Exercise details
How many lines in the entries below contain the word "note"? Answer with the number and nothing else.

Available data

PR #504, opened 2019-11-17
Copyediting Media chapter

bazzadp:
Closes https://github.com/HTTPArchive/almanac.httparchive.org/issues/218.

Copy edits to bring chapter inline with other chapters. Mostly:

- Minor typos/style issues
- Enhanced aria descriptions
- Reordered figures (inc renaming fig files).

This should allow us to remove the `[unedited]` warning since @colinbendell already did the visualisations himself (excellent job btw!).

image


src/content/en/2019/media.md
```diff
@@ -8,316 +7,276 @@ authors: [colinbendell, dougsillars]
...
 
 <figure>
-  <iframe aria-labelledby="fig1-caption" width="600" height="371" seamless frameborder="0" scrolling="no" src="https://docs.google.com/spreadsheets/d/e/2PACX-1vSViHIntdF6-bHAI0cl1HelY_X8rR4lf0P3W2Y8I5SyVMxG-ptggTHfWA0qrrU47RvuAydLE6Zex6L3/pubchart?oid=1189524305&format=interactive"></iframe>
-  <a href="/static/images/2019/04_Media/fig1.png" class="fig-mobile">
-    <img src="/static/images/2019/04_Media/fig1.png" aria-labelledby="fig1-caption" width="600">
+  <iframe title="Figure 1. Web page bytes: image and video versus other." aria-labelledby="fig1-caption" aria-describedby="fig1-description" width="600" height="371" seamless frameborder="0" scrolling="no" src="https://docs.google.com/spreadsheets/d/e/2PACX-1vSViHIntdF6-bHAI0cl1HelY_X8rR4lf0P3W2Y8I5SyVMxG-ptggTHfWA0qrrU47RvuAydLE6Zex6L3/pubchart?oid=1189524305&format=interactive"></iframe>
```
rviscomi: Is `title` necessary?

Do we need both `labelledby` and `describedby`?

src/content/en/2019/media.md
```diff
@@ -8,316 +7,276 @@ authors: [colinbendell, dougsillars]
...
+  <a href="/static/images/2019/04_Media/fig1_bytes_images_and_video_versus_other.png" class="fig-mobile">
+    <img src="/static/images/2019/04_Media/fig1_bytes_images_and_video_versus_other.png" alt="" alt="Figure 1. Web page bytes: image and video versus other." aria-labelledby="fig1-caption" aria-describedby="fig1-description" width="600">
```
rviscomi: Ditto, we should only need one labelled/describedby.

There are also two alt attributes on this.

If we really need all of these redundant attributes it might be best to add them in the chapter generation script. That way we only write things once.

src/content/en/2019/media.md
bazzadp: It fails Firefox’s accessibility test without it. Title kind of acts like an alt tag for iframes. In my auto generation script as part of https://github.com/HTTPArchive/almanac.httparchive.org/pull/491 I set the title to the img alt text automatically.

Here was my thinking:

- alt/title - there for SEO/validation purposes. Can be different but currently just set to figcaption in most places.
- labelledby - there to link figcaption to prevent screen readers reading same text twice (once for alt, once for figcaption). Overrides alt/title is this takes priority for screen readers compared to those.
- describedby - deeper description of the image than just the alt/label/caption.

WDYT?

src/content/en/2019/media.md
bazzadp: Good spot - fixed.

See other comment in regards to the "duplication" and the fact that at least some of them are auto generated.

src/content/en/2019/media.md
rviscomi: It probably can't hurt to be _more_ accessible but I was just thinking that we should keep all data viz markup consistent and if/when we optimize it we can do everything at once. I'd also like to hear from one of the a11y experts whether these redundancies are helpful.

These changes are ok for now if you're sure they make the experience better. We should revisit this in #491 or in a follow-up issue.

rviscomi:
Sent you #506 with some copyediting suggestions.

src/content/en/2019/media.md
bazzadp: Not sure at all - like a lot of a11y it does seem there's a bit of guess work, but been reading up on it and do think this is the right way to use them. Would be nice if an a11y expert could give their input. Plus SOE and a11y requirements seem to clash sometimes (don't have an alt tag/complain alt-tag is missing) 🤨

Also I blame you for having such detailed descriptions in the chapters you edited - on top of fig captions! 😉

I already have a branch with the other chapters ready to go: https://github.com/HTTPArchive/almanac.httparchive.org/tree/figures_new_format/src/content/en/2019 but I want to push #491 to prod first and check it definitely fixes the issues it's supposed to on a few devices with the two example chapters, before doing the other chapters so will do a follow up PR after that testing is complete.

bazzadp:
OK merged. @dougsillars / @colinbendell feel free to raise separate PRs or issues if you disagree with any of these edits but keen to get the `[unedited]` flag removed so will drive on in the meantime!

PR #511, opened 2019-11-18
Migrate English chapter visualisations to new format

bazzadp:
Follow on from https://github.com/HTTPArchive/almanac.httparchive.org/pull/491 for the rest of the chapters.

Fixes https://github.com/HTTPArchive/almanac.httparchive.org/issues/432
Fixes https://github.com/HTTPArchive/almanac.httparchive.org/issues/428
Makes progress on https://github.com/HTTPArchive/almanac.httparchive.org/issues/413#issuecomment-552176411
Makes progress on https://github.com/HTTPArchive/almanac.httparchive.org/issues/379


bazzadp:
As discussed in https://github.com/HTTPArchive/almanac.httparchive.org/pull/491#issuecomment-555715699 I think we're good to submit this for other chapters once you are.

bazzadp:
> Need to resolve a few merge conflicts. Let me know if this is ok to review after that.

Done!

bazzadp:
@rviscomi since we turned the JavaScript chapter on last night as a third chapter on the new format, we've already seen a bigger increase in GA data, which is shown below:

image

A few things to note:

- Low enough visitors who have sheets-access blocked (0.26%). This will be lower at weekends as suspect it'll be corporates normally blocking, but even so it's very low. It appears my company is an outlier!
- Low enough visitors who have canvas issues (0.47%). I checked and these are all iPads btw and iPads are approximately 2% of our visitors according to GA.
- However what we do see, which is more interesting for this change, is that the majority do not enable the interactive figures - and this is because they are on mobile. The new logic therefore be a data saver and performance boast for these users since currently the sheets are being loaded even with `display` style set to `none`. I'd be interested in seeing if the new report in Google Search Console leveraging CRuX data show any difference but that'll probably take a few days/weeks to feed through I presume?

Anyway, haven't seen or heard about any issues so I think we're ready to go live with the rest of the chapters if you are comfortable with this and get a chance to review them in this PR?

rviscomi:
Your GA analysis SGTM so let's ship it. I didn't go through each line in the PR, I trust everything works.

bazzadp:
Thanks! That's merged to master and production now. Going to spend a bit testing it all again in production branch to make sure nothing missed and then will push out shortly.

PR #1538, opened 2020-11-17
Address Markup TODOs, light editing

j9t:
Progress on #899


src/content/en/2020/markup.md
```diff
@@ -452,8 +452,7 @@ The source of these elements appears to be mixed, as in some are unknown while o
 <figcaption>{{ figure_link(caption="Frequency and average use of standard heading elements.", sheets_gid="277662548", sql_file="pages_wpt_bodies_by_device_and_percentile_and_heading_level.sql") }}</figcaption>
 </figure>
 
-{# TODO(authors): Expand on this to include more discussion and interpretation of the results. #}
-Wait.
+You expected to see only the heading elements you know from the specifications, but there’s more:
```
bazzadp, line 455: Suggest rewording slightly:

```suggestion
You might have expected to only see the standard `<h1>` to `<h6>` elements, but some sites actually use more levels:
```

src/content/en/2020/markup.md
```diff
@@ -699,10 +698,9 @@ As a rule of thumb and for [usability reasons](https://www.nngroup.com/articles/
 
 <p class="note">Within the latest Safari and Firefox versions, setting <code>target="_blank"</code> on <code>a</code> elements implicitly provides the same <code>rel</code> behavior as setting <code>rel="noopener"</code>. This is already <a href="https://chromium-review.googlesource.com/c/chromium/src/+/1630010">implemented in Chromium</a> as well and will land in Chrome 88.</p>
 
-{# TODO(editors, authors): The following two sections each read like conclusions. Consider merging. #}
-## Status and trends
+## Conclusion
 
-We've sprinkled some observations throughout the chapter, and you'll have made your own observations. At the end of this 2020 analysis, here are some things that stood out for us.
+At the end of this 2020 analysis, here are some things that stood out for us.
```
bazzadp, line 703: I think this is a little short, from a layout perspective, as we then launch straight into that big figure.

Conclusion

I'd prefer a bit more of an introductory paragraph to the conclusion so that sentence doesn't look so lonesome.

I think we want to keep the big figure and our convention is to list big figures first and then talk about them. And even without that it would be a little short IMHO.

Here's what I suggested previously, which is a little longer and retains some of your original intent (even if not your exact wording!), but possibly that's still a little short. Or am I over thinking this?

```suggestion
We've touched on some observations throughout the chapter, but as a reflection on the state of markup in 2020, here are some things that really stood out for us:
```

image

What do you think?

bazzadp (commented):
Some small suggestions I'd like your opinions on.

src/content/en/2020/markup.md
j9t: LGTM! (Would leave out “really” but that’s a nit, I’m not attached to this.)

j9t (commented):
@bazzadp, what do you think, do we want to merge this update (and take it from there)?

src/content/en/2020/markup.md
bazzadp: Removed the `really`.

bazzadp:
Let's merge this, if you're happy to commit my revised other suggestion? Still quite a few TODOs to do (mostly with the authors) but every step forward is a step in the right direction 😀

j9t (commented):
Yes, LGTM! Thanks for fleshing this out with me.

j9t:
@bazzadp, when would this PR be available live? Am I missing something?

bazzadp:
Hey @j9t there is currently no auto release on merge (though I want this but have some barriers to close first!). So releases are done manually at the moment and we normally wait until there’s enough to warrant a release.

As there’s still a few ToDos here I hadn’t planned on releasing this change in the hope those will come soon and we can remove the Unedited tag. Are we planning on making more changes to address them? If not it’ll be picked up on the next release. You can watch the repo for releases as we send out a notification when we do releases.

j9t:
Hi @bazzadp—I was looking at doing several rounds (editing and releasing) to get the TODOs out of the way as that seemed easier to coordinate and faster, however I didn’t raise that :) So yes, if we could roll this out that would be great, and I’d then move on to the next edits, some of which require a larger group again.

I haven’t been looking at the “Unedited” flag again; from my view any update should be “ready” (including the one that’s live) so I think it’s completely up to you and team to decide when to lift that.

bazzadp:
I've released that there now as had some templating changes that no harm to get out well ahead of the release.

However, as I say, there is a bit of overhead to releasing - particularly at the moment as I'm having severe Internet problems (that last release took 15 mins waiting for the upload!). So we wouldn't normally do a release for every small wording change, while we so busy trying to get the other chapters as far as yours. As I say, I'd like to get to the stage where that happens and think we're not far off with the automated testing we have, but needs some more work and have other priorities at the moment. But once a change is merged into `main` you're good to iterate on the next fix so no need to wait for each fix to be released. If you want a test version to see what changes look like then give us a shout as that's a bit easier.

For the unedited flag, yes Rick or I will remove once we close out those final TODOs one way or another. It's just a warning to the users that this is a pre-release version and may change slightly - which I think is still the case here. We don't have a `semi-edited`, or `mostly-edited` flag unfortunately for you! 😁 I think as long as we do that by 9th December launch that's fine, as that's when we hope for a big uplift in traffic with the launch. Though sooner the better would be good, as imagine it'll only get more manic with the other chapters between now and then!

Exercise answer
2